Some limitations of the study should be noted. The MSLT was performed during the day before an overnight PSG. This practice varies from the accepted convention of performing the PSG the night before the MSLT [16, 17], but because our laboratory performs these studies in an ambulant setting, recording the PSG the night of the MSLT makes it more cost-effective, efficient, and convenient for both the patient and the laboratory. This method of performing MSLT in an ambulatory setting is largely based on almost 30 years of tradition at our laboratory. Guidelines defining the use of the MSLT have changed over the years, where the newest guidelines published in 2005 state that “the MSLT must be performed immediately following PSG recorded during the individual’s major sleep period” [17]. Previous guidelines however have not been that categorical, for example, stating that “the MSLT is generally performed on a day following a clinical PSG recording” [26]. We have continued our practice of performing PSGs after MSLTs mainly due to logistic reasons. The obvious and biggest disadvantage of our current practice is the lack of objective documentation of sleep quality the night before the MSLT. We are unaware of any studies that have previously validated any form for ambulatory MSLT against the “gold standard” in-patient MSLT, and we are therefore in the process of initiating such a validation study.

The Norwegian version of the ESS used in this study was translated at Akershus University Hospital in 2001, when we were unaware that other researches worked on another Norwegian translation of the same scale. This version of the scale has been used in a telephone survey [27]; however, we are not aware of assessment of its psychometric properties. The two versions differ only slightly from one another, most significantly in the translation of the English verb dozing, where the two versions have selected two distinct Norwegian verbs. Another difference is that in the version used in this study, the ESS items are, as in the original version, translated in the present participle (i.e., sitting and reading), while the other version uses the infinitive translation of the verbs (i.e., to sit and read). Interestingly, in one study, where the aim was to develop a Greek version of the ESS, the researchers translated an English ESS, where instead of the verb dozing, probability of sleepiness and sleeping was used [23].

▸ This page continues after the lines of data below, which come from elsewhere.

PR #14605, opened 2026-07-22
feat: span project evaluator management UI

anticorrelator:
Adds span-target project evaluators to the project **Evaluators** tab — the first end-to-end online-evaluator management surface for spans.

## What's new

**Creation panel (scope-first, progressive disclosure).** The slideover opens with only the evaluation scope: target (Span selected; Trace/Session visible but disabled), a filter condition with server-side validation, and a sampling rate shown as a percentage. Once a filter validates (or via an explicit action for unfiltered evaluators), the evaluator definition section is revealed. Input mapping stays collapsed under Advanced and is seeded from a real matched span.

**Three creation modes.**
- **LLM from scratch** — full prompt/output-config authoring, wired to `createProjectLlmEvaluator`.
- **Copy an existing LLM evaluator** — prompt and output configs copy into a new project-scoped definition; the input mapping intentionally resets for re-mapping against span data (dataset mappings, e.g. `reference`, have no span analogue).
- **Attach an existing CODE evaluator** — via `addProjectCodeEvaluator`, with an optional project-level mapping override.

**Canonical evaluation context.** New `Span.evaluationContext` GraphQL field exposes the same context construction online execution uses (`input`, `output`, `metadata` with attributes under `metadata.attributes`). Previews, binding diagnostics, and test runs therefore match runtime behavior exactly — no client-side reimplementation.

**Live preview and binding diagnostics.** The preview panel lists spans matching the current filter, shows each span's evaluation context, and flags mapped paths that fail to resolve on a given span. Since an unresolved path errors the evaluation at runtime (it is not skipped), unbindable spans are reported as failing. Test runs execute against the selected span's context.

**Management table.** Project evaluators list with name, target, filter, sampling, and enabled state, plus edit (kind-routed to the LLM/CODE update mutations) and delete with confirmation.

**Grain-aware mapping sources.** The shared mapping editor now distinguishes dataset sources (`input`/`output`/`reference`/`metadata`) from span sources (`input`/`output`/`metadata`); zero-config binding of same-named template variables is preserved in both.

## Scope notes

- Span-only and additive: Trace/Session targets are stored-but-inactive server-side and disabled in this UI.
- No database migration.
- Activity/results columns and trace/session enablement are deliberately deferred.

## Testing

- `Span.evaluationContext` resolver covered in `test_Span.py` (asserts equality with the runtime context builder).
- Evaluator store mapping-grain behavior covered in `evaluatorStore.test.ts` (5 tests).
- Project lifecycle happy path (create → observe in table → edit → delete) added to `projects.spec.ts`.
- GraphQL schema and Relay artifacts regenerated; frontend lint clean.

## UI refinements and structural alignment

A follow-up pass aligns the surface with the app's established conventions and hardens the management flows:

- **Fixed a crash editing an attached code evaluator** (`Missing PlaygroundContext.Provider`): the edit slideover now provides the playground context on both the LLM and code paths, matching creation.
- **In-row enable/disable for all evaluator kinds**, backed by a new additive `setProjectEvaluatorEnabled` mutation that flips only the project binding's enabled flag — no prompt re-versioning, works for LLM and CODE rows. Covered by a mutation happy-path test.
- **Smooth expand/collapse animation for disclosure sections app-wide**, using the disclosure primitive's native height variable; respects `prefers-reduced-motion`.
- **Shared evaluator dialog chrome** extracted into `EvaluatorFormDialogContent`; the LLM and project code dialog bodies now render through one shell, so header/cancel/submit chrome is identical across paths.
- **Project evaluators table converted to TanStack** over the existing Relay pagination fragment (row-level inline fragment, column defs), matching the other evaluator tables and preparing for future columns.
- **Discoverable empty state**: a card gallery (create new, copy existing LLM, attach code) mirroring the dataset evaluators tab, replacing bare text.
- **Row actions as a dropdown menu**, matching the dataset evaluator table.
- **Menu wording aligned** with the dataset add-evaluator menu ("Create new LLM evaluator").
- **Deep-linkable creation**: `?createLlmEvaluator=true` opens the scratch-create slideover; the param clears on close.
- **Matched-span preview respects the page time range** instead of an unbounded window.
- **Backdrop clicks no longer discard an in-progress evaluator form** (explicit Cancel/Esc still close); sampling slider sized to its usable range.

- **Create new code evaluators from the project surface**: the add-evaluator menu, empty-state gallery, and a deep-linkable flow (`?createCodeEvaluator=true`) now offer authoring a brand-new code evaluator (name, language, sandbox, source editor, output configs) inside the same scope-first slideover, wired to the existing `createProjectCodeEvaluator` mutation (single create-and-bind). The evaluator can be test-run against a matched span before it is created, via the preview API's inline-code input. The dataset code editor's source-editor and output-config sections are now shared components consumed by both surfaces.


app/tests/projects.spec.ts
```diff
@@ -188,6 +188,75 @@ test.describe.serial("Projects", () => {
...
+    await createProject(
+      page,
+      evaluatorProjectName,
+      "Project evaluator lifecycle test"
+    );
+
+    await page.getByRole("tab", { name: "Evaluators" }).click();
+    await expect(page).toHaveURL(/\/projects\/.+\/evaluators/);
+    await page.getByRole("button", { name: "Add evaluator" }).click();
+    await page.getByRole("menuitem", { name: "Create from scratch" }).click();
```
RogerHYang: **Blocking:** this test targets UI that later commits in this PR removed. The create item is now named “Create new LLM evaluator,” and Edit/Delete now live in each row's “Evaluator actions” menu rather than standalone buttons.

Please update all three interactions and confirm the create → edit → delete spec passes. I identified the stale selectors from source; I did not run Playwright.

app/src/pages/project/evaluators/EditProjectEvaluatorSlideover.tsx
```diff
@@ -0,0 +1,562 @@
...
+              const inputMappingChanged =
+                JSON.stringify(state.evaluator.inputMapping) !==
+                initialInputMappingJson;
+              commitUpdate({
+                variables: {
+                  input: {
+                    projectEvaluatorId: evaluator.id,
+                    name: state.evaluator.globalName,
+                    description: state.evaluator.description || null,
+                    evaluatorInputMapping: evaluator.evaluator
```
RogerHYang: **Blocking:** this CODE form exposes only project scope, but every submit also rewrites the shared evaluator's `description`, `evaluator_input_mapping`, and `output_configs` from the snapshot loaded when the slideover opened. It also rewrites `enabled` from that snapshot and attributes the shared evaluator to the current editor. A concurrent dataset edit or table toggle can therefore be silently reverted by an unrelated filter or sampling change.

Please give these evaluator-level inputs preserve-on-omit semantics and omit them from scope-only submissions, including `enabled`. `description` and `evaluator_input_mapping` currently cannot express “leave unchanged”; a dedicated scope-only mutation would also solve this cleanly.

app/src/pages/project/evaluators/EditProjectEvaluatorSlideover.tsx
```diff
@@ -0,0 +1,562 @@
...
+  return copiedOutputConfigs;
+}
+
+function getScope(
+  evaluator: ReturnType<typeof useProjectEvaluator>
+): ProjectEvaluatorScope {
+  return {
+    targetType: fromProjectEvaluatorGraphQLTarget(evaluator.evaluationTarget),
+    filterCondition: evaluator.filterCondition,
+    samplingRatePercent: Math.round(evaluator.samplingRate * 100),
```
RogerHYang: `Math.round(evaluator.samplingRate * 100)` quantizes every loaded value to a whole percentage. Saving an API-created rate of `0.125` after changing only the filter writes it back as `0.13`.

Please retain the exact stored fraction and replace it only when the slider changes, so unrelated edits do not alter a valid configuration value.

app/src/pages/project/evaluators/EditProjectEvaluatorSlideover.tsx
```diff
@@ -0,0 +1,562 @@
...
+  );
+  const projectEvaluator = data.projectEvaluator;
+  invariant(
+    projectEvaluator?.__typename === "ProjectEvaluator",
+    "project evaluator is required"
+  );
+  return projectEvaluator;
+}
+
+function copyOutputConfigs(
```
RogerHYang: This duplicates `convertOutputConfigs` in `projectEvaluatorOptions.ts:193`. Please keep one shared converter and handle unknown variants explicitly. Both current implementations silently drop new variants: the typed switch has a `%other` branch that only breaks, so it is not compile-time exhaustive either.

app/src/pages/project/evaluators/ProjectEvaluatorTestPanel.tsx
```diff
@@ -0,0 +1,379 @@
...
+}: {
+  codeEvaluatorId?: string;
+  inlineCode?: ProjectEvaluatorInlineCode;
+  spanContext: unknown;
+}) {
+  const evaluatorStore = useEvaluatorStoreInstance();
+  const playgroundStore = usePlaygroundStore();
+  const credentials = useCredentialsContext((state) => state);
+  const [error, setError] = useState<string | null>(null);
+  const [result, setResult] = useState<unknown>(null);
```
RogerHYang: **Blocking:** `result` and `error` survive when `spanContext` changes. After testing span A and selecting span B, the panel shows B's context with A's annotation underneath it.

Please tie result state and in-flight responses to the requested span. Clearing state in an effect is insufficient because A's mutation can still complete afterward; remount by span ID or discard responses whose captured span ID is no longer current.

app/src/pages/project/evaluators/ProjectEvaluatorTestPanel.tsx
```diff
@@ -0,0 +1,379 @@
...
+  codeEvaluatorId,
+  inlineCode,
+  spanContext,
+}: {
+  codeEvaluatorId?: string;
+  inlineCode?: ProjectEvaluatorInlineCode;
+  spanContext: unknown;
+}) {
+  const evaluatorStore = useEvaluatorStoreInstance();
+  const playgroundStore = usePlaygroundStore();
```
RogerHYang: This unconditional `usePlaygroundStore()` call forces every caller under `EvaluatorPlaygroundProvider`. That provider replaces its children with `NoInstalledProvider` when no LLM provider is installed, so the create, attach, and edit flows for CODE evaluators are unavailable in a code-only deployment.

Please split CODE and LLM preview paths so CODE never reads playground context, move the preview invariants into the LLM mutation branch, and remove the unconditional `usePlaygroundStore()` / `instances[0].id` dependency from `CreateProjectEvaluatorDialog` as well. Only then can both slideovers narrow their providers to LLM modes.

app/src/pages/project/evaluators/ProjectEvaluatorTestPanel.tsx
```diff
@@ -0,0 +1,379 @@
...
+      isSpanEvaluatorMappingSource(selectedSpan.evaluationContext)
+    ) {
+      evaluatorStore
+        .getState()
+        .setEvaluatorMappingSource(selectedSpan.evaluationContext);
+    }
+  });
+  useEffect(() => {
+    syncMappingSource();
+  }, [resolvedSpanId]);
```
RogerHYang: This effect writes a selected span into the mapping store but never clears it. If a filter change leaves zero matching spans, the UI says there are no matches while Advanced mapping still offers paths from the previous span.

Please reset the mapping source when `selectedSpan` becomes `null`.

app/src/pages/project/evaluators/ProjectEvaluatorTestPanel.tsx
```diff
@@ -0,0 +1,379 @@
...
+          <Heading level={2}>Matched spans</Heading>
+          <Text color="text-500">
+            Select a recent matching span to inspect bindings and test the
+            evaluator.
+          </Text>
+        </Flex>
+        {spans.length ? (
+          <Flex direction="column" gap="size-100">
+            {spans.map((span) => (
+              <Button
```
RogerHYang: These controls visually represent one selected span, but assistive technology encounters unrelated buttons with no selected state. Please use a listbox, radio/toggle group, or equivalent semantics, and include a disambiguator because span names are not necessarily unique.

app/src/pages/project/evaluators/projectEvaluatorTypes.ts
```diff
@@ -1,11 +1,98 @@
...
+  /^[A-Za-z_][A-Za-z0-9_]*(?:\.[A-Za-z_][A-Za-z0-9_]*)*$/;
+
+export function getProjectEvaluatorMappingDiagnostics({
+  context,
+  pathMapping,
+}: {
+  context: unknown;
+  pathMapping: Record<string, string>;
+}): ProjectEvaluatorMappingDiagnostic[] {
+  return Object.entries(pathMapping).map(([variable, path]) => {
```
RogerHYang: Diagnostics iterate only explicit `pathMapping` entries, while this UI recommends leaving same-name variables implicit. With the recommended empty mapping, a required variable missing from the span context receives no warning and fails only at evaluation time.

Please run diagnostics over every declared evaluator variable, resolving an explicit override when present and otherwise checking its same-name context path.

RogerHYang: Please add unit tests for `dropReferencePathMappings` and sampling-rate clamping. Add implicit and explicit binding cases alongside the diagnostics change above, since implicit diagnostics do not exist at this head yet.

app/src/pages/project/evaluators/ProjectEvaluatorFormSections.tsx
```diff
@@ -0,0 +1,222 @@
...
+          {definitionKind === "llm" ? (
+            <Flex direction="column" gap="size-200">
+              <EvaluatorNameAndDescriptionFields />
+              <LLMEvaluatorForm showInputMapping={false} />
+            </Flex>
+          ) : definitionKind === "newCode" ? (
+            codeDefinition
+          ) : (
+            <View padding="size-200">
+              <Heading level={3}>{codeEvaluatorName}</Heading>
```
RogerHYang: This surface can create a CODE evaluator with source and output configs, but reopening it from the same table shows only its name. Please either render the definition editor in update mode or clearly link to the surface where source and output configs can be edited.

app/src/pages/project/evaluators/DeleteProjectEvaluatorDialog.tsx
```diff
@@ -0,0 +1,138 @@
...
+              <View paddingX="size-200" paddingTop="size-100">
+                <Alert variant="danger" banner>
+                  {error}
+                </Alert>
+              </View>
+            ) : null}
+            <View padding="size-200">
+              <Flex direction="column" gap="size-100">
+                <Text>
+                  Evaluator “{evaluatorName}” will be permanently deleted.
```
RogerHYang: “Permanently deleted” is accurate only when this is the evaluator's last remaining binding. The mutation otherwise removes this project binding and garbage-collects the evaluator only when no dataset or other project still references it. BUILTIN evaluators are excluded from garbage collection entirely, so this wording is never accurate for that kind if it reaches this dialog.

Please use copy that covers both outcomes, such as: “Remove from this project. The evaluator is deleted only if it isn't used anywhere else.”

RogerHYang: This is a near-copy of `DeleteDatasetEvaluatorDialog`, including prompt deletion and error handling. Please parameterize one shared dialog so fixes such as the deletion-copy change do not need to be maintained twice.

app/src/pages/project/evaluators/projectEvaluatorOptions.ts
```diff
@@ -0,0 +1,286 @@
...
+import { convertPromptVersionMessagesToPlaygroundInstanceMessages } from "@phoenix/utils/promptUtils";
+
+/**
+ * The shared evaluator list feeding the project Add-evaluator menu and the
+ * empty-state gallery. Both surfaces let a user copy an existing LLM evaluator
+ * or attach an existing code evaluator, so they read from the same query.
+ */
+export const projectEvaluatorOptionsQuery = graphql`
+  query projectEvaluatorOptionsQuery {
+    evaluators(first: 100, sort: { col: updatedAt, dir: desc }) {
```
RogerHYang, line 20: This list query fetches output configs plus prompt messages/tools or CODE source/mapping for up to 100 evaluators, while both consumers initially render only `name` and `description`.

Please keep summary fields in the list query and fetch the selected evaluator's details on click before constructing the creation mode.

app/src/pages/project/evaluators/projectEvaluatorOptions.ts
```diff
@@ -0,0 +1,286 @@
...
+  literalMapping: unknown;
+}): EvaluatorInputMapping {
+  const pathMapping = isStringKeyedObject(inputMapping.pathMapping)
+    ? Object.fromEntries(
+        Object.entries(inputMapping.pathMapping).filter(
+          (entry): entry is [string, string] => typeof entry[1] === "string"
+        )
+      )
+    : {};
+  const literalMapping = isStringKeyedObject(inputMapping.literalMapping)
```
RogerHYang: This preserves inherited `literalMapping` entries, but the mapping editor initializes every variable in path mode and does not display those literals. If the user then chooses a path, both mappings remain and the server applies the hidden literal last, silently overriding the selected path.

A literal whose key is not among the extracted evaluator variables is even less discoverable: the editor renders no row for it at all.

Please either drop inherited literals when seeding a project binding or make the editor initialize from and display the actual mapping mode.

app/src/pages/project/evaluators/projectEvaluatorOptions.ts
```diff
@@ -0,0 +1,286 @@
...
+      : template.__typename === "PromptStringTemplate"
+        ? [
+            {
+              id: generateMessageId(),
+              role: "user" as const,
+              content: template.template,
+            },
+          ]
+        : null;
+  if (!defaultMessages) return null;
```
RogerHYang: Relay's `%other` branch reaches this `null` return when the server introduces an unrecognized prompt-template variant. Both callers then silently ignore the click.

Please surface an actionable unsupported-template error instead of making the menu item appear unresponsive.

app/src/pages/project/evaluators/CreateLLMProjectEvaluatorSlideover.tsx
```diff
@@ -50,89 +115,280 @@ export const CreateLLMProjectEvaluatorSlideover = ({
...
+    targetType: "span",
+    filterCondition: "",
+    samplingRatePercent: 100,
+  });
+  const [expandedKeys, setExpandedKeys] = useState<Set<Key>>(() =>
+    // Code authoring opens with the definition section expanded so the editor
+    // is visible; other modes stay scope-first.
+    creationMode.kind === "newCode"
+      ? new Set(["scope", "definition"])
+      : new Set(["scope"])
```
RogerHYang: Scratch mode opens only the Scope section, while the required Name field is hidden in the collapsed Definition section and Submit starts enabled. The first Create attempt can therefore fail on a field the user cannot see.

Please expand the section containing an invalid field or disable Submit until the name is valid.

RogerHYang: This component now owns two LLM modes and two CODE modes. Please rename the file/component and generated mutation prefix to `CreateProjectEvaluatorSlideover` so CODE creation and attachment are discoverable.

app/src/pages/project/evaluators/CreateLLMProjectEvaluatorSlideover.tsx
```diff
@@ -50,89 +115,280 @@ export const CreateLLMProjectEvaluatorSlideover = ({
...
-      const evaluator = await createProjectLlmEvaluator({
-        projectId,
-        targetType,
-        name: globalName.trim(),
-      });
-      onClose();
-      notifySuccess({
-        title: "Evaluator created",
-      });
+  const initialState = useMemo(() => {
```
RogerHYang: React Compiler is enabled, and the frontend guidance says not to add `useMemo`/`useCallback` for component memoization. Please remove the two `useMemo` and two `useCallback` wrappers in this file and let the compiler manage them.

app/src/pages/project/evaluators/ProjectEvaluatorsTable.tsx
```diff
@@ -0,0 +1,218 @@
...
+  "use no memo";
+  const { data, hasNext, isLoadingNext, loadNext } = usePaginationFragment(
+    graphql`
+      fragment ProjectEvaluatorsTable_project on Project
+      @refetchable(queryName: "ProjectEvaluatorsTablePaginationQuery")
+      @argumentDefinitions(
+        first: { type: "Int", defaultValue: 30 }
+        after: { type: "String", defaultValue: null }
+      ) {
+        evaluators(first: $first, after: $after)
```
RogerHYang, line 58: `Project.evaluators` uses `connection_from_list`, whose cursors are list offsets and require a static list. This UI creates, deletes, and renames rows while retaining page boundaries: insertion before a boundary can duplicate a row on `loadNext`, while deletion can skip one. `@appendNode` also appends regardless of the server's `(name, id)` order.

Please refetch after order/cardinality changes or replace these offsets with stable cursors.

app/src/pages/project/evaluators/ProjectEvaluatorEnabledSwitch.tsx
```diff
@@ -0,0 +1,92 @@
...
+      isSelected={enabled}
+      isDisabled={isInFlight}
+      onChange={onChange}
+    >
+      {null}
+    </Switch>
+  );
+}
+
+function notifyToggleError(name: string, message: string) {
```
RogerHYang: The design-system guidance prohibits error toasts because they are ephemeral and inaccessible; this one disappears after five seconds.

Please keep the mutation and error state together and render a persistent row-level danger alert or inline error, clearing it on the next attempt.

app/src/pages/project/evaluators/ProjectEvaluatorEnabledSwitch.tsx
```diff
@@ -0,0 +1,92 @@
...
+  };
+
+  return (
+    <Switch
+      aria-label={label}
+      isSelected={enabled}
+      isDisabled={isInFlight}
+      onChange={onChange}
+    >
+      {null}
```
RogerHYang: `{null}` looks like an omitted label, although this control is intentionally named by `aria-label`. Please add a short comment documenting that intent.

app/src/pages/project/evaluators/ProjectEvaluatorTargetField.tsx
```diff
@@ -49,8 +44,9 @@ export const ProjectEvaluatorTargetField = ({
           }}
         >
           {PROJECT_EVALUATOR_TARGETS.map((target) => (
-            <Radio key={target} value={target}>
+            <Radio key={target} value={target} isDisabled={target !== "span"}>
               {TARGET_LABELS[target]}
+              {target !== "span" ? " (coming soon)" : ""}
```
RogerHYang: Is “Trace (coming soon)” the intended accessible name for this disabled radio? Keeping the explanation in the name is reasonable; I only want to confirm this is deliberate rather than an incidental result of placing the text inside `<Radio>`.

app/src/pages/project/evaluators/ProjectCodeEvaluatorDialogContent.tsx
```diff
@@ -0,0 +1,79 @@
...
+        mode === "create"
+          ? "Create project evaluator"
+          : "Edit project evaluator"
+      }
+      submitLabel={mode === "create" ? "Attach evaluator" : "Save changes"}
+      onSubmit={onSubmit}
+      isSubmitting={isSubmitting}
+      isSubmitDisabled={!isFilterValid}
+      error={error}
+      errorTitle="Failed to attach evaluator"
```
RogerHYang: This component supports attach and update modes, but every failure is titled “Failed to attach evaluator.” Please derive `errorTitle` from `mode`, as the dialog title and submit label already do.

app/src/pages/project/evaluators/CreateProjectCodeEvaluatorDialogContent.tsx
```diff
@@ -0,0 +1,344 @@
...
+  };
+
+  return (
+    <EvaluatorFormDialogContent
+      title="Create project evaluator"
+      submitLabel="Create"
+      onSubmit={onSubmit}
+      isSubmitting={isCreating}
+      isSubmitDisabled={!isFilterValid}
+      error={error}
```
RogerHYang, line 221: `validationMessage` remains visible after the user fixes the relevant input and clears only on the next submit attempt. Please clear it when the sandbox or other field responsible for that validation error changes.

app/src/store/evaluatorStore.tsx
```diff
@@ -148,46 +151,75 @@ export type EvaluatorStore = EvaluatorStoreProps & EvaluatorStoreActions;
...
+  const { input, output, metadata } = source;
+  if (grain === "span") {
+    return { input, output, metadata };
+  }
+  return {
+    input,
+    output,
+    reference: "reference" in source ? source.reference : {},
+    metadata,
+  } as EvaluatorMappingSource<"dataset">;
```
RogerHYang: `evaluatorMappingSourceGrain` and `evaluatorMappingSource` are independent, so the type permits a span grain paired with a dataset source and forces `normalizeEvaluatorMappingSource` to recover with an assertion.

Please model them as a discriminated union so mismatched state is unrepresentable.

RogerHYang: The new store tests cover the span grain, but the same refactor also changes dataset-grain normalization and `extractPathsFromDatasetExamples`; those dataset paths have no new coverage here.

Please run the dataset evaluator specs and record the result in the PR description.

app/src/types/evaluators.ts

The present study was conducted in two different populations, one consisting of patients evaluated for OSA and the other of patients with a sleep disturbance, who were referred to a sleep study and an MSLT. This study documents the psychometric properties of the Norwegian version of the ESS, which we therefore think can be used in practice. However, the Norwegian version has the same limitations as other language versions of the ESS. The measurement properties of the ESS clearly vary according to the population in which it is used, which has been emphasized in previous reports [7, 28]. This noted that the ESS is still an important questionnaire for the assessment of subjective sleep propensity, especially in patients who are evaluated for or have been diagnosed with OSA. It is translated into several different languages and used in many countries around the world [2, 11, 12, 22, 23]. The ESS has the advantage of evaluating average sleep propensity in recent times [29], while the MSLT evaluates the condition of the patient in a very specific situation and does not necessarily reflect daily life [22]. We conclude that the Norwegian version of the ESS had acceptable internal consistency and test–retest reliability. The association of the ESS items and total score with the MSLT was only fair to moderate, in line with previous reports from other countries.